- **What the task asks**
When the line with "Basically, every index" is reached, include it and stop; before that, copy each line of the listing exactly from the first.

- **Data for processing**
——————
PR #13046, opened 2024-01-29
Modernize BWC testing with parameterized tests

s1monw:
After working on #12829 I was quite surprised about the complexity our BWC have and how ancient the appear compared to the rest of our test suite. I took a step back and tried to modernize the tests to leverage RandomizedRunner Parameterized Tests that allow us to have more structured and hopefully more extendible BWC tests in the future. This change doesn't add any new tests but tries to make the ones we have more structured and support growth down the road. 
Basically, every index type got it's own Test class that doesn't require to loop over all the indices in each test. Each test case is run with all versions specified. Several sanity checks are applied in the base class to make individual tests smaller and much easier to read.


lucene/backward-codecs/src/test/org/apache/lucene/backward_index/TestDVUpdateBackwardsCompatibility.java
```diff
@@ -0,0 +1,268 @@
...
+  static final String SUFFIX = "";
+
+  public TestDVUpdateBackwardsCompatibility(Version version, String pattern) {
+    super(version, pattern);
+  }
+
+  @ParametersFactory(argumentFormatting = "Lucene-Version:%1$s; Pattern: %2$s")
+  public static Iterable<Object[]> testVersionsFactory() {
+    List<Object[]> params = new ArrayList<>();
+    // NOCOMMIT: why are we only testing one version here?
```
s1monw, line 59: maybe somebody has an answer to that

lucene/backward-codecs/src/test/org/apache/lucene/backward_index/TestBinaryBackwardsCompatibility.java
```diff
@@ -0,0 +1,87 @@
...
+    for (Version version : BINARY_SUPPORTED_VERSIONS) {
+      params.add(new Object[] {version, createPattern(INDEX_NAME, SUFFIX_CFS)});
+      params.add(new Object[] {version, createPattern(INDEX_NAME, SUFFIX_NO_CFS)});
+    }
+    return params;
+  }
+
+  @Override
+  void verifyUsesDefaultCodec(Directory dir, String name) throws IOException {
+    // don't this will fail since the indices are not supportd
```
jpountz, line 55:
```suggestion
    // don't this will fail since the indices are not supported
```

lucene/backward-codecs/src/test/org/apache/lucene/backward_index/TestEmptyIndexBackwardsCompatibility.java
```diff
@@ -0,0 +1,65 @@
...
+            .setMergePolicy(NoMergePolicy.INSTANCE);
+    try (IndexWriter writer = new IndexWriter(directory, conf)) {
+      writer.flush();
+    }
+  }
+
+  @ParametersFactory(argumentFormatting = "Lucene-Version:%1$s; Pattern: %2$s")
+  public static Iterable<Object[]> testVersionsFactory() {
+    List<Object[]> params = new ArrayList<>();
+    // NOCOMMIT: why are we only testing one version here?
```
jpountz, line 54: I would guess it's because it's more about testing the upgrade logic on empty indexes than about testing the format of old empty indexes.

jpountz (commented):
I like the approach. I'm curious of @dweiss' opinion since he's more familiar with the testing framework.

dweiss:
I like it. Whenever there is test repetition that can be driven by data, it should be driven by data. 

The only downside to using ParametersFactory is that it's something that is implemented by the randomizedtesting framework (not JUnit itself) and people may be unfamiliar with it - perhaps a comment on the class (or the parameterized constructor) pointing at where the arguments come from would make it easier to grasp how this thing works?

Plain JUnit alternatives do exist but they rely on a different test runner (Parameterized) - you wouldn't be able to extend from LuceneTestCase anymore (and you'd be outside of the randomization context). I don't see any other, more elegant, solutions.

dweiss:
Oh, one more problem is that you can't "see" the structure of tests before you actually run them (in an IDE). Don't know how much of an issue this is in practice but it's impossible to solve with JUnit4. Some IDEs may also have problems repeating a particular test if its name contains parameters and their names. But I don't think we should think in terms of IDE support - the final outcome and benefit for maintainability matters more.

lucene/backward-codecs/src/test/org/apache/lucene/backward_index/TestIndexUpgradeBackwardsCompatibility.java
```diff
@@ -0,0 +1,260 @@
...
+  public static Iterable<Object[]> testVersionsFactory() throws IllegalAccessException {
+    Iterable<Object[]> allSupportedVersions =
+        allVersion(
+            TestBasicBackwardsCompatibility.INDEX_NAME,
+            TestBasicBackwardsCompatibility.SUFFIX_CFS,
+            TestBasicBackwardsCompatibility.SUFFIX_NO_CFS);
+    return allSupportedVersions;
+  }
+
+  /** Randomizes the use of some of hte constructor variations */
```
mikemccand, line 63: `hte` -> `the`

lucene/backward-codecs/src/test/org/apache/lucene/backward_index/TestIndexUpgradeBackwardsCompatibility.java
```diff
@@ -0,0 +1,260 @@
...
+            TestBasicBackwardsCompatibility.INDEX_NAME,
+            TestBasicBackwardsCompatibility.SUFFIX_CFS))) {
+      TestBasicBackwardsCompatibility.createIndex(directory, true, false);
+    } else {
+      TestBasicBackwardsCompatibility.createIndex(directory, false, false);
+    }
+  }
+
+  public void testUpgradeOldSingleSegmentIndexWithAdditions() throws Exception {
+    // NOCOMMIT we use to have single segment indices but we stopped creating them at some point
```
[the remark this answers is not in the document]
mikemccand: I don't know why we stopped!  We should start again?  But maybe as followon?

mikemccand (approved):
This looks great!  Thank you for modernizing our ancient BWC tests @s1monw.  I left minor comments.  For the `// nocommit` questions let's make followon issues to address?  We should PnP this!

s1monw:
> We should PnP this!

What on earth means PnP? Mike, check out this search: https://www.google.com/search?q=pnp+acronym   wikipedia FTW

lucene/backward-codecs/src/test/org/apache/lucene/backward_index/BackwardsCompatibilityTestBase.java
```diff
@@ -0,0 +1,252 @@
...
+        for (Object p : patterns) {
+          versionAndPatterns.add(new Object[] {v, p});
+        }
+      }
+    }
+    return versionAndPatterns;
+  }
+
+  public String indexName(Version version) {
+    return indexPattern.formatted(version);
```
uschindler, line 201: default locale...

uschindler (changes requested):
Looks fine to me. Theres only a forbiddenapis problem due to `String#formatted`.

Replace by `String.format(Locale.ROOT, indexPattern, version)`

mikemccand:
> > We should PnP this!
> 
> What on earth means PnP? Mike, check out this search: https://www.google.com/search?q=pnp+acronym wikipedia FTW

PnP = progress not perfection!  Not plug and play, not transistors, heh.

s1monw:
@uschindler I need to hear you speaking german to tell, you know that ;)

uschindler:
There is no formatted() with locale.

lucene/backward-codecs/src/test/org/apache/lucene/backward_index/BackwardsCompatibilityTestBase.java
```diff
@@ -0,0 +1,253 @@
...
+        for (Object p : patterns) {
+          versionAndPatterns.add(new Object[] {v, p});
+        }
+      }
+    }
+    return versionAndPatterns;
+  }
+
+  public String indexName(Version version) {
+    return indexPattern.formatted(Locale.ROOT, version);
```
uschindler, line 202: This method does not exist with locale. You just format the locale and the version number :-)

`String#formatted()` is looking nice but locale dependent bullshit. You may need to change the comment above, too.

uschindler (changes requested):

lucene/backward-codecs/src/test/org/apache/lucene/backward_index/BackwardsCompatibilityTestBase.java
uschindler: This is the only correct variant: `String.format(Locale.ROOT, indexPattern, version)`

uschindler: See also: https://github.com/elastic/elasticsearch/pull/81603

uschindler (approved):
Looks fine. All nocommits are todos now.

I think it's ready for a first round. P💊P

P.S.: About the code style I would prefer the list of versions as a `Stream.of(...)` and converting them to those sets of versions using a stream mapping. Those array declarations look always strange.

dweiss (approved):

s1monw:
thanks everybody... I will go and backport this to 9.x as well

HoustonPutman:
So I just finished the 8.11.3 release, and had some problems with the back-compat testing code. Obviously the ant/gradle switch and jdk versions meant that I had to do a lot of it manually, but I'm pretty sure the regex matching in the `update_backcompat_tests()` function in `addBackcompatIndexes.py` was broken by this commit.

I updated the files myself manually for 8.11.3 (on main and 9x), and I think they are correct (and the tests pass), but I would recommend checking them and re-checking that the python script works with these changes...

PR #13051, opened 2024-01-29
Replace `new HashSet<>(Arrays.asList())` with `EnumSet.of()`

sabi0:
For sets with enum values `EnumSet` provides a more efficient implementation.
Besides, `EnumSet.of()` results in a shorter, easier to understand code than `new HashSet<>(Arrays.asList())`.


uschindler (approved):

uschindler:
When backporting this to Lucene 9.x, it confliced because the sets have different contents in older version. I fixed this.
——————
- **Answer to this exercise**
PR #13046, opened 2024-01-29
Modernize BWC testing with parameterized tests

s1monw:
After working on #12829 I was quite surprised about the complexity our BWC have and how ancient the appear compared to the rest of our test suite. I took a step back and tried to modernize the tests to leverage RandomizedRunner Parameterized Tests that allow us to have more structured and hopefully more extendible BWC tests in the future. This change doesn't add any new tests but tries to make the ones we have more structured and support growth down the road. 
Basically, every index type got it's own Test class that doesn't require to loop over all the indices in each test. Each test case is run with all versions specified. Several sanity checks are applied in the base class to make individual tests smaller and much easier to read.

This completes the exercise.